Ergodicity for the fractional Magneto-Hydrodynamic equations driven by a degenerate pure jump noise
Xue Wang, Jiangwei Zhang, Jianhua Huang
TL;DR
The paper addresses ergodicity of the 2D stochastic fractional MHD system on a torus under highly degenerate pure-jump Lévy noise. By integrating Malliavin calculus with anticipative stochastic techniques and a Hörmander-type Lie-bracket framework tailored to degenerate noise, the authors obtain non-degeneracy of the Malliavin covariance on the finite unstable subspace and derive gradient estimates for the Markov semigroup. They establish moment bounds for the solution and its Malliavin derivatives, prove invertibility of the Malliavin matrix on the pertinent subspace, and show the $e$-property and weak irreducibility, which together yield existence and uniqueness of an invariant measure (ergodicity).

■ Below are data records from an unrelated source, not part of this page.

PR #170, opened 2020-07-05
Add fees to gift a meal for Think!Chinatown sponsorship

justintmckibben:
We created a new model called "Fee" which allows for
us to apply a fee to the "total amount" it costs per
meal. eg) a $10 meal with a 10% fee would cost $11,
but would generate a $10 gift card. The reasoning for
something like this is to set aside that extra 10% for
things like processing fees or fiscal sponsorships.

This is important for our Think!Chinatown sponsorship
since donations that go through them are tax deductable.


app/controllers/fees_controller.rb
```diff
@@ -0,0 +1,65 @@
...
+
+  # GET /fees
+  def index
+    json_response(Fee.all)
+  end
+
+  # POST /fees
+  def create
+    puts create_params
+    fee = Fee.create!(create_params)
```
danthaman44, line 14: should this be @fee? Im not an expert on ruby syntax so plz disregard if not the case

app/models/fee.rb
```diff
@@ -0,0 +1,18 @@
...
+#  active     :boolean          default(TRUE)
+#  multiplier :decimal(, )      default(1.0)
+#  seller_id  :bigint
+#
+# Indexes
+#
+#  index_fees_on_seller_id  (seller_id)
+#
+class Fee < ApplicationRecord
+  belongs_to :seller
```
danthaman44, line 17: should also update Seller to `has_one` Fee?

app/controllers/fees_controller.rb
justintmckibben: @fee is the same thing as this.fee in Java, while fee without the @ is creating a local variable. In this case, it doesn't matter since nobody accesses this.fee after the call of create — so either would work

app/models/fee.rb
justintmckibben: Good catch, will add!

app/controllers/fees_controller.rb
jacoblb64: guys stop tagging this guy Joe 😂

app/helpers/sellers_helper.rb
```diff
@@ -4,9 +4,20 @@ module SellersHelper
...
+    fees = seller.fees
+
     json = seller.as_json
     json['distributor'] = distributor.as_json unless distributor.nil?
     json['locations'] = locations.as_json
+    json['fees'] = fees.as_json
+
+    # Take into account the associated fees when calculating the cost per meal
+    # for the customer. eg) We might generate a $10 gift card for GAM, but if
+    # there is a 10% fee associated with creating that gift card, then we should
```
jacoblb64, line 16: Question about flow: So I'm guessing that we'll be displaying the fee amount on the front-end to the user--would the charged amount be the with-fee or without-fee amount?

If it's the with-fee amount, then do we need to do this math here, or should we be doing it on the front-end?

db/schema.rb
```diff
@@ -56,6 +56,13 @@
     t.index ["idempotency_key", "event_type"], name: "index_existing_events_on_idempotency_key_and_event_type", unique: true
   end
 
+  create_table "fees", force: :cascade do |t|
```
jacoblb64, line 59: Would you mind also adding some fees to the seed file? Will also be helpful for testing.

app/controllers/fees_controller.rb
justintmckibben: LOL

app/controllers/fees_controller.rb
```diff
@@ -0,0 +1,65 @@
...
+  def create_params
+    params.require(:seller_id)
+    update_params
+  end
+
+  def update_params
+    # The multiplier or other attributes such as that of a fee should be
+    # immutable. If you need to modify a fee, set it to inactive and create
+    # a new one. Modifying a fee's multiplier with associated PaymentIntents
+    # could have the side-effect of "re-writing history," changing the fees
```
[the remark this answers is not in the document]
justintmckibben: I thought about that. I can serialize the fees, etc. as a JSON and store it on the PaymentIntent when it's created. It is definitely worth pointing out that there is a difference from a "HistoricalFee" and a "CurrentFee". With this model, I am conflating the two. 

The advantage of having it as a separate object as opposed to a serialized object is that we can find all PaymentIntents that were charged with a particular version of a fee. If we serialized it and stored it on the table, it would have to do an N search to find all PaymentIntents that used a particular version of a fee, since there would be no index on that column.

app/helpers/sellers_helper.rb
justintmckibben: Good question. I prefer making the frontend dumb, and doing the math on the backend to reduce potential errors. As for whether or not we're displaying the fee amount on the frontend, I'm not sure. I think that to the user, as long as they know that their $11 gets a meal to the end user, that's all that matters to them. The details of the fact that 2.75% goes to cc processing, and 7.25% goes to Think!Chinatown — might just confuse the end user. 

What do you think as a user? Also @nanxiy might have an opinion here too

db/schema.rb
justintmckibben: Great idea!

app/models/fee.rb
justintmckibben: I added this but by nature it only "has one" fee since the seller_id is on the fee's table. belongs_to is sufficient enough in this case. has_one is only useful if fee_id existed on the sellers table.

app/helpers/sellers_helper.rb
justintmckibben: Bumping, @nanxiy do you think we *need* to show the fees charged per meal? or is it cool to keep it simple and just say that $11 buys a meal! (even if that meal is a $10 meal)

app/controllers/fees_controller.rb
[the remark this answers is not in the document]
justintmckibben: I kept it as is, but open to discussing this approach!

app/controllers/fees_controller.rb
justintmckibben: Sorry Joe! Resolving this comment 🙃

justintmckibben:
I just thought about this — should build fees such that < 1 it's a discount, and > 1 it costs more? So if a multiplier is .1 on a $10 meal it'll be $1, and if it's 1.1 on a $10 meal it'll be $11?

Right now it's built such that it only can add cost to a meal and can't take away. 

What do y'all think @danthaman44 @jacoblb64

app/helpers/sellers_helper.rb
```diff
@@ -4,9 +4,22 @@ module SellersHelper
...
+    # charge the customer $11.
+    if seller.cost_per_meal.present?
+      json['cost_per_meal'] = seller.cost_per_meal + fees.inject(0) do |_total, fee|
+        (seller.cost_per_meal * fee.multiplier).ceil
+      end
+    end
```
justintmckibben, line 22: I just thought about this — should build fees such that < 1 it's a discount, and > 1 it costs more? So if a multiplier is .1 on a $10 meal it'll be $1, and if it's 1.1 on a $10 meal it'll be $11?

Right now it's built such that it only can add cost to a meal and can't take away.

What do y'all think @danthaman44 @jacoblb64

justintmckibben: Actually, I think I might keep it as is. If we want to have discounts, I think we can model them as a separate object called Discounts. It just makes it clearer that way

The results extend ergodic theory for degenerate SPDEs to coupled velocity-magnetic field systems driven by highly degenerate pure-jump noise, providing a rigorous statistical description of long-time behavior in fractional MHD models with jump perturbations.
Abstract
This paper is concerned with the ergodicity for stochastic 2D fractional magneto-hydrodynamic equations on the two-dimensional torus driven by a highly degenerate pure jump Lévy noise. We focus on the challenging case where the noise acts in as few as four directions, establishing new results for such high degeneracy. We first employ Malliavin calculus and anticipative stochastic calculus to demonstrate the equi-continuity of the semigroup (or so-called the e-property), and then verify the weak irreducibility of the solution process. Therefore, the uniqueness of invariant measure is proven.